Content starts

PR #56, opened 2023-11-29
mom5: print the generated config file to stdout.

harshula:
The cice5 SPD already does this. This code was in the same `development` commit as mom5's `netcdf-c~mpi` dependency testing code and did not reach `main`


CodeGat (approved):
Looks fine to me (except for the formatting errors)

Content ends

__Task objective__:
For this exercise, set down all of the entries again word for word.

__Answer space__:
PR #56, opened 2023-11-29
mom5: print the generated config file to stdout.

harshula:
The cice5 SPD already does this. This code was in the same `development` commit as mom5's `netcdf-c~mpi` dependency testing code and did not reach `main`


CodeGat (approved):
Looks fine to me (except for the formatting errors)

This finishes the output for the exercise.